Kegiatan yang dilaksanakan di Banjarmasin beberapa waktu lalu itu melibatkan berbagai pemangku kepentingan, mulai dari pemerintah, aparat penegak hukum, akademisi, hingga pelaku usaha distribusi pupuk.
Kepala Dinas Pertanian dan Ketahanan Pangan Kalsel melalui Kepala Seksi Pembiayaan, Investasi dan Investasi Pupuk, Indah Puteri Suciati, mengatakan rakor tersebut menjadi langkah penting untuk mengevaluasi berbagai persoalan penyaluran pupuk bersubsidi di lapangan.
“Masih terdapat sejumlah kendala seperti penyerapan pupuk yang belum maksimal dan adanya penjualan pupuk kepada pihak yang tidak berhak. Hal ini dipengaruhi praktik peminjaman pupuk antar petani, keterlibatan tengkulak hingga perbedaan harga antara pupuk subsidi dan non subsidi,” ujarnya, Kamis (7/5/2026).
Menurutnya, monitoring dan evaluasi langsung ke petani perlu dilakukan untuk mengetahui penyebab masih adanya petani yang belum melakukan penebusan pupuk bersubsidi.

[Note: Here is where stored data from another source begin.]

PR #3220, opened 2021-04-21
Apply `pre-commit` on docstrings - fix invalid Python in docs

cphyc:
Attempts to use https://github.com/cphyc/pre-commit-all-the-way-down/ on our docstrings.


.pre-commit-config.yaml
```diff
@@ -49,3 +49,8 @@ repos:
     hooks:
     -   id: blacken-docs
         additional_dependencies: [black==20.8b1]
+-   repo: ../pre-commit-all-the-way-down/
```
neutrinoceros, line 52: shouldn't it replace blacken-docs completely ?

neutrinoceros: Anyway I see you used is with a local config, I except adding the hook here is actually temporary since the project may not be stable enough yet?

cphyc:
I think https://github.com/cphyc/pre-commit-all-the-way-down/ is too slow at the moment to be used in prod. There are many ways it can improve in the future (and I intend to do it), but in the meantime I think this PR can go as is!

neutrinoceros (approved):
Thanks a lot for doing this ! Beyond the consistency and arguable "prettiness" improvements here, the mere fact that you were able to run black there means that you validated the doctests as valid Python. It doesn't mean they _pass_, but that's certainly an excellent first step to perform before we can make them part of CI via pytest.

Selain itu, pembenahan regulasi juga dinilai penting guna memastikan hak petani terpenuhi serta memberikan perlindungan optimal kepada penyuluh pertanian.
Pada hari pertama kegiatan, materi disampaikan oleh Direktorat Pupuk Direktorat Jenderal Prasarana dan Sarana Pertanian Kementerian Pertanian, Balai Penerapan Modernisasi Pertanian Kalimantan Selatan, serta Direktorat Reserse Kriminal Khusus Polda Kalimantan Selatan.

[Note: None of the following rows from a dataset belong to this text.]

PR #3221, opened 2021-04-22
fix a deprecation warning where unyt_array instances would be constructed from 'ragged' arrays

### LINKED ISSUE #3096: A visible deprecation warning in CI
### Bug report

**Bug summary**
We have one test that triggers a VisibleDeprecationWarning from numpy via unyt.
I'm not sure atm where the problem should be addressed:
- in the test itself ?
- in the yt code under test ?
- in unyt ?

**Code for reproduction**

```shell
pytest yt/data_objects/tests/test_derived_quantities.py::test_in_memory_sph_derived_quantities
```

**Actual outcome**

Direktorat Pupuk Ditjen PSP Kementerian Pertanian memaparkan kebijakan terbaru terkait penginputan e-RDKK dan verifikasi data petani, sementara BRMP Kalsel menyoroti pentingnya penambahan jumlah penyuluh pertanian agar setiap desa memiliki satu penyuluh.

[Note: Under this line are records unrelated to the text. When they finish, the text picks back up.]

PR #3224, opened 2021-04-22
cleanup some deprecated field names

neutrinoceros:
## PR Summary

This is follow up to  #3059
I'm trying to cleanup the associated deprecation warnings generated by this change that are visible in our CI logs.


neutrinoceros:
@yt-fido test this please

neutrinoceros:
one of the warnings I'm addressing here is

Di sisi lain, Ditreskrimsus Polda Kalsel menegaskan pengawasan pupuk bersubsidi menjadi perhatian serius karena berpotensi menimbulkan tindak pidana.
Pada hari kedua, materi dilanjutkan oleh dosen Fakultas Pertanian Universitas Lambung Mangkurat, PT Pupuk Indonesia Wilayah Kalimantan Selatan, serta Officer Pendukung Penjualan Region 3A PT Pupuk Indonesia.
Dalam pemaparannya, akademisi ULM menilai regulasi pupuk bersubsidi masih tumpang tindih sehingga perlu disederhanakan agar implementasi di lapangan lebih efektif.
Sementara PT Pupuk Indonesia memaparkan realisasi penyaluran pupuk bersubsidi hingga April 2026 sekaligus mengingatkan tanggung jawab distribusi dalam menjaga ketersediaan pupuk bagi petani.
Selain itu, peserta juga diberikan pemahaman mengenai jenis pupuk bersubsidi dan cara membedakan pupuk asli dan palsu guna mencegah peredaran pupuk ilegal.
“Melalui rapat koordinasi ini, seluruh pihak diharapkan dapat memperkuat sinergi dalam memperbaiki sistem pendataan, pengawasan, serta perlindungan terhadap petani dan penyuluh sehingga program pupuk bersubsidi di Kalimantan Selatan dapat berjalan lebih transparan, tepat sasaran, dan sesuai ketentuan,” pungkasnya.